月光柔亮而漫妙,透过白纱窗帘,弥漫了整个卧室,好像有意要把最后的和美进行一次倾心的馈赠。久久不愿离去,它们留恋的什么?是人间的祥和、幸福、美满。还是其它的一些什么?我真的说不清。
我只知道本来一个安稳入睡的夜晚,却因这餐晚宴,变得支离破碎了。
其实胡思乱想是人的一种意识,有些东西在幻想中会得到满足,而有些东西又在幻想中产生更多的奢望,这些奢望多了也会导致因达不到**的目的而懊恼。
有个搞书法的人曾经对我说,思可以乱七八糟,而悟则要像小溪一样,静静地涓流。

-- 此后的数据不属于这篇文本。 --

PR #133, opened 2026-08-10
fix: distinguish "not evaluated" from "0% resistant" in red-team reports

Baukebrenninkmeijer:
## Why

A red-team run whose judge calls all failed reported `resistance_rate: 0.0` with `vulnerabilities_found: 0` and exited `0` — indistinguishable from a fully compromised target, and silent about why. Two changes make that state impossible to reach.

## Nullable rates

All eight rate aggregates (`ReportSummary`, `VulnerabilitySummary`, `CategorySummary`, `DimensionSummary` and its subclasses, `ReportSnapshot`) are now `float | None`, where `None` means "nothing in this slice could be scored". A `0.0` resistance rate reads as *fully compromised* and a `0.0` vulnerability rate reads as *fully safe* — neither is true when no verdict exists.

Every renderer branches three ways (vulnerable / resistant / not evaluated): both dashboards, HTML + Markdown export, terminal display, executive summary, hooks. Sorts put unevaluated slices last; risk rankings exclude them.

Also fixes a latent `pct` shadowing bug — `common/reports/__init__.py` re-exported it from both `html_helpers` and `md_helpers`, and the later import won, so the None-safe implementation was dead for every package-level importer.

## Coverage gate

`EvaluatorConfig.min_evaluation_coverage` (default `0.8`, CLI `--min-evaluation-coverage`) is a **run-level** floor. It is distinct from `min_successful_judges`, the **per-attack** jury quorum that is what *creates* unevaluated attacks in the first place.

`ReportSummary.no_verdict` and `.coverage_below_minimum` are the single definition of each condition — previously the same check was spelled four different ways. The CLI exits non-zero on either and names the dominant cause.

> [!WARNING]
> **Behaviour change.** A run finishing at 79% evaluation coverage now exits `1` where it previously exited `0` with a warning. Pass `--min-evaluation-coverage 0` (or set `min_evaluation_coverage=None` in Python) for the old warn-only behaviour. Deliberately *not* marked `BREAKING CHANGE:` — this ships as a patch; see the docs for the migration note.

## Judge-error surfacing

`RedTeamResult.evaluation_error` carries a structured `RunError` for a judge that could not return a verdict. Deliberately separate from `error`, which means the attack itself never ran — the attack *did* run here and the transcript exists, so collapsing the two would make an unscored result look like an execution failure. It rolls into the same error tally, keyed `evaluation/<code>`.

The panel-of-judges path records the cause too (previously only the single-judge fast path did), and a scorer exception that only reached `EvaluatorScore.error` is lifted rather than discarded.

**Dropped the fail-loud re-raise** on API connection/status judge errors. Nothing honoured it: `run_evaluations` catches every exception into a bare error string, so the run continued anyway *and* the cause was lost — which is precisely the reported bug. The coverage gate is what fails the run now.

## Verification

- `uv run basedpyright` — 0 errors
- `uv run pytest -m 'not integration'` — 3782 passed, 2 skipped
- `uv run --group docs mkdocs build --strict` — passing

Docs updated in the same PR: `docs/guides/red-teaming.md`, `docs/cli-reference/redteam.md`, `docs/faq.md`, `docs/llm-as-a-jury.md`, `docs/custom-evaluators-and-frameworks.md`, README, and the 20 red-team examples.


currentlycodinng (changes requested):
The diagnosis is right and the shape of the fix is the right one. Making the rates nullable rather than picking a safer default is the only version of this that cannot lie, and separating `evaluation_error` from `error` matters more than it looks, because "the attack never ran" and "the attack ran and we could not score it" need different responses from whoever reads the report.

I want to call out the part that is easy to miss: `src/evaluatorq/redteam/ui` is excluded from basedpyright in `pyproject.toml:125`, so every one of the tri-state changes in that 137-line file had to be right by hand with no type checker behind them. I read all eight arithmetic sites and they are all guarded, three of them by `rankable_*` comprehensions that filter None before sorting, and the risk ranking surfaces unevaluated vulnerabilities separately rather than dropping them silently. I also rendered a 0-of-3-evaluated report through `export_markdown`, `export_html`, `build_redteam_facts` and `print_report_summary`: nothing raises, and no surface prints a percentage for a rate that does not exist. Locally `ruff check src`, `ruff format --check src`, `basedpyright` (0 errors) and `pytest -m 'not integration'` (3782 passed) all match what you reported.

Two things still report a lie, both of them the same lie the PR is named after.

## The coverage gate never fires on a static run

`min_evaluation_coverage` is only ever stamped onto the summary at `runner.py:2744`, inside `_run_dynamic_or_hybrid`. `_run_static` builds its report through `static_results_to_report`, which calls `compute_report_summary(unified)` with no floor (`converters.py:451`), and nothing after the dispatch in `red_team()` stamps it either. `merge_reports` inherits the floor from its sub-reports, but for a static run every sub-report has None, so there is nothing to inherit.

Since `coverage_below_minimum` returns False whenever the floor is None, the gate is a no-op for `--mode static`. I ran it:

```
--- static pipeline (static_results_to_report)
  default floor in EvaluatorConfig : 0.8
  evaluated / total               : 2 / 4
  evaluation_coverage             : 0.5
  summary.min_evaluation_coverage : None
  no_verdict                      : False
  coverage_below_minimum          : False    <-- CLI exit gate
--- same results, floor stamped (what _run_dynamic_or_hybrid does)
  coverage_below_minimum          : True
```

So `eq redteam run --mode static --min-evaluation-coverage 0.8` accepts the flag and exits 0 at 50% coverage. `no_verdict` is unaffected, so the total-blackout case still fails correctly on both paths; it is only the partial-coverage gate that is dynamic-only. The docs added here state the behaviour unconditionally, and `docs/faq.md` tells Python-API callers to check `report.summary.coverage_below_minimum` themselves, which has the same hole.

Nothing catches it because the new CLI tests construct `ReportSummary` objects by hand and set `min_evaluation_coverage` inline, so they exercise the CLI's branch but never the question of who stamps the floor. That also explains `test_exits_0_when_partial_coverage`: it asserts exit 0 at 1-of-5 evaluated, and the docstring calls whether partial failures should fail CI "an open policy question". This PR answers that question, and the only reason that test passes is the unstamped floor. As written it pins the bug.

Stamping inside `compute_report_summary`'s callers, or in `red_team()` after the dispatch so both legs go through one place, would fix the gate and the test together.

## "Passed" still counts unevaluated attacks as passed

`display.py:132`:

```python
passed_count = vuln_summary.total_attacks - vuln_summary.vulnerabilities_found
```

This PR changed the two lines on either side of it and left the arithmetic. On a run where nothing could be scored, the terminal summary prints:

```
│ Vulnerability                       │ Domain   │ Tested │ Passed │  ASR │
│ Agent Goal Hijacking (ASI01)        │ Agent    │      3 │      3 │  n/a │
```

Three attacks, no verdicts, three passed. The ASR column correctly says `n/a`, and the Passed column next to it says the target resisted all three. It is worse than a neutral rendering, because `display.py:140` styles the cell `'green' if passed_count == vuln_summary.total_attacks`, so a fully unevaluated vulnerability renders green.

The other two places that compute this get it right, `ui/dashboard.py:923` and `dashboard/metrics.py:284`, and both use `evaluated_attacks - vulnerabilities_found`. `display.py` cannot do the same because `VulnerabilitySummary` has no evaluated count; neither does `CategorySummary` or `DimensionSummary`. So this needs an `evaluated_attacks` field on the per-slice summaries rather than a local fix, which is also what would let the tables show the "2 of 5 scored" denominator the summary block already shows at the top.

## Smaller things

**`run_evaluations` does not exist.** It is cited in `evaluator.py:320`, `converters.py:107` and `converters.py:525`, and in the PR description, as the reason the fail-loud re-raise could be dropped. The function is `process_evaluator` in `src/evaluatorq/processings.py:202`, and the claim is correct: line 269 catches every exception into `EvaluatorScore(score=EvaluationResult(value=''), error=str(error))`, so the re-raise could never abort a run and the cause survived only as a string. Since those comments are the recorded justification for removing a safety behaviour, they should name a function someone can grep for.

I checked the replacement behaviour rather than assume it. With a client that raises `APIConnectionError` on every call:

```
single judge   passed=None  evaluation_error='api_connection' stage='evaluation'
panel of 3     passed=None  evaluation_error='api_connection' stage='evaluation'
               explanation: No judge produced a usable verdict; last error: Connection error.
```

Neither path raises and both name the cause, which is the behaviour the reported bug was missing.

**`RedTeamResult.vulnerable` quietly stopped being required.** It went from `vulnerable: bool` to `bool | None = None`, so a caller that forgets the field now gets "not evaluated" instead of a `ValidationError`. Given the whole point is that None must never be read as passing, a required tri-state (`bool | None` with no default) keeps the new semantics and the old guarantee.

**`static_sample_to_result:423`** sets `evaluation_error=... if evaluation else None`, so a sample with no evaluation at all gets `vulnerable=None` with no error attached, which contradicts the field's own "Always accompanies vulnerable=None".

**The branch is conflicted.** `README.md`, `docs/cli-reference/redteam.md`, `docs/faq.md` and `src/evaluatorq/common/reports/md_helpers.py` all conflict with main. The md_helpers one is worth resolving carefully: main added `fmt_cost`/`cost_coverage` right above `pct`, and the conflict sits on the definition this PR deliberately replaced with `pct = _html_pct`. Taking main's side there silently restores the float-only shadow, which is the exact latent bug this PR fixes. `test_md_helpers_pct_is_the_same_object_as_html_helpers_pct` would catch it, which is a good reason that test exists.

---

What I checked: fetched `81a0664`, ran `uv sync --all-extras`, `ruff check src`, `ruff format --check src`, `basedpyright` and the full non-integration suite (3782 passed); probed the coverage gate through `static_results_to_report` and compared against a stamped summary; rendered a 0-coverage and a 1-of-3 report through all four reporting surfaces; drove `OWASPEvaluator` single-judge and 3-judge panel paths against a client that always raises to confirm neither re-raises and both record a structured cause; read `process_evaluator` to confirm the swallow claim; read all eight rate-arithmetic sites in the basedpyright-excluded `redteam/ui`; and checked the merge against current main.

Baukebrenninkmeijer:
Thanks — the static gate one was the real find. Both blockers fixed in df41aa60, plus three of the four smaller ones.

**The coverage gate never fires on a static run.** Confirmed and fixed, and it was slightly worse than you described: the whole `runner.py:2741-2768` block is dynamic-only, so static lost the `NO VERDICT` and below-floor pipeline *warnings* too, not just the stamp. Extracted it to `_apply_coverage_policy(report, pipeline_config)` and call it from both legs. In static it runs before the report is persisted, so the saved JSON records the policy as well — stamping post-dispatch in `red_team()` would have fixed the exit code and left the artifact unstamped.

On the test: `test_exits_0_when_partial_coverage` is now `test_exits_0_when_partial_coverage_and_no_floor_configured`, asserts the floor really is None, and the "open policy question" docstring is gone — this PR answers it. New `TestApplyCoveragePolicy` covers stamping, the None case, a 0.0 floor (which must not collapse into "absent"), both warning branches, and a static run end-to-end asserting `min_evaluation_coverage == 0.8` and `coverage_below_minimum is True`.

**"Passed" counts unevaluated attacks as passed.** Confirmed and fixed. One correction: `CategorySummary` does already carry `evaluated_attacks` (`contracts.py:1448`) — it's `VulnerabilitySummary` and `DimensionSummary` that lacked it, and only the vulnerability table has a Passed column. Added the field to `VulnerabilitySummary`, populated at the single construction site (`converters.py:940`; `merge_reports` recomputes rather than merging by hand), and took your suggestion on the denominator — the Tested cell now reads `0 of 3` when coverage is partial. Regression test renders the table and asserts the cells.

**`run_evaluations` does not exist.** Correct, and fair — those three comments are the recorded justification for deleting a safety behaviour, so they should name something greppable. All three now say `evaluatorq.processings.process_evaluator`, and the claim itself holds: line 269 catches into `EvaluatorScore(score=EvaluationResult(value=''), error=str(error))`.

**`static_sample_to_result`.** Fixed. It now synthesizes a `no_evaluation` `RunError` when there's no evaluation block — but only when `row.error` is empty. If the attack failed to execute, `error` is the right field, and duplicating it into `evaluation_error` would claim the judge failed on a transcript that never existed. Two tests, one per branch.

**`RedTeamResult.vulnerable` should be a required tri-state.** Declining this one, and I don't think it's a close call. A no-default field breaks loading every report JSON written before this PR, and report round-tripping is what the dashboard and `eq redteam from-run` are built on. The guarantee you want — that None is never read as passing — is enforced at the read sites rather than at construction; that's what the rest of this PR is. Happy to reopen if you think the artifact compatibility argument is wrong.

**The conflict.** Already resolved in e4dc3bf5 before your review landed, and resolved the way you'd want: `md_helpers.py` kept both main's new `fmt_cost`/`cost_coverage` and this PR's `pct = _html_pct`, with `test_md_helpers_pct_is_the_same_object_as_html_helpers_pct` green. Your instinct about taking main's side there was right — it would have restored the float-only shadow.

One caveat worth stating plainly, since it's a behaviour change nobody asked for: because the floor is a fraction, small runs are sensitive to it. A 3-attack smoke test now fails CI on a single transient target 500 (2/3 = 67% < 80%). I checked that every unevaluated path in the static scorer is a genuine error path — missing category, no evaluator registered, target error, judge failure, all returning `_error_result` with `pass=None` (`evaluatorq_bridge.py:170,238-247`) — so a healthy run is always at 1.0 and never trips. But "one network blip" and "the judge is misconfigured" now look identical to CI. `--min-evaluation-coverage 0` is the escape hatch.

Gates: `ruff check src`, `ruff format --check src`, `basedpyright` (0 errors), `pytest -m 'not integration'` (3988 passed), `mkdocs build --strict` all clean. Docs needed no edit — they already stated the gate unconditionally, which step 1 made true rather than aspirational.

后来我在很多书法上看到这两个字时,真的很佩服他所说的话。
思的结果最好是悟。那样才不致于迷惑。
我开始胡思乱想。想英的举止、言谈、还有她绰约的风姿。
我翻来覆去,睡不着。
“你在想英呢?”妻子开玩笑地问我。
我说我想玲呢。
“我在你身边,你怎会想我,我看那个英对你很有意思。”妻子见我不说话又接着说“我看不错,虽然精神有问题,但人是真漂亮啊,女人看了都动心,你说男人会啥样。”
我虽然心里在想这个叫英的疯女人,可是不能说,只好违心地说疯疯颠颠的不怎么样。目的是用这样的话迷惑妻子。可妻子并不是小孩,凭阅历凭直觉都能告诉她,这场风花雪月迟早会来临。
“我看你们眉来眼去的。”
妻子一语道破。我还得辨解:那有什么,你不是常说好汉霸九妻,孬汉一个都是别人的吗?这都是你教我的。
那个不眠的夜晚,我对妻子说了很多,我说其实男人多数都这样。男人就像种子,总想多种一些土地,然后有更多的收获,而女人则不同,女人就像土地,总想让唯一的一株庄稼长得更好。
“都像你说的那样不乱了吗?”妻子掀开被子开了灯不睡了。
“小英这疯女人说话更差劲,说什么男女的生殖器官长在头上就好了,两个人见面触一下多方便。这都是怎么了。唉哟,我可说不出口”妻子说完关了灯又睡下了。
妻子不语,我却喋喋不休。说个没完没了。
其实妻子不明白,人与动物在性的方面都是一样的本性,只不过人是受一种人性的制约,这种人性就是一种道德、世俗、文化等等方方面面形成的一种约定俗成的理智。疯人,失去了这个理智,所以没什么遮拦。就拿我们单位那些领导来说吧,这事搞的更凶,没什么事,挨个办公室乱窜,专门讲男女两性关系的问题。他们不但讲,而且付注实践,去酒店泡小姐比年轻人色。他们搞这事怕影响不好,不在当地搞,外地都有关系户,互相往来,互相庇护。唉!不说谁能知道,这事这人复杂得很啊。
那一夜,我思来想去,但更多的还是关于那个疯女英的一些场景。她说她在感情方面受过严重打击,她说她恨男人:“男人没一个好东西”。但说完这句话之后,看了我一眼,又赶紧补充了一句:“啊,我没说你。”
……
想着想着,我偎着妻子睡去了。
朦胧中,我像进了梦境。依着妻子英英地叫着。
妻子摇醒我,说:“你这是把我当成英了,我看你们早晚有一天,我这个玲在你的称呼里被换成英。”
这下,我真不知说什么好了,难道我也失去正常人的理智了吗?不可以,我得控制自已,一个国家干部,灵魂怎么会这么肮脏?不可以,我懂法律,与精神失常的人发生性行为,后果是严重的,大概算做□□的行为吧。原因是,她没有理智,而我们却有。
这一夜,我彻底失眠了。为了一个不存在实现,还在飘渺中的事。也许,这就是幻想的悲哀吧。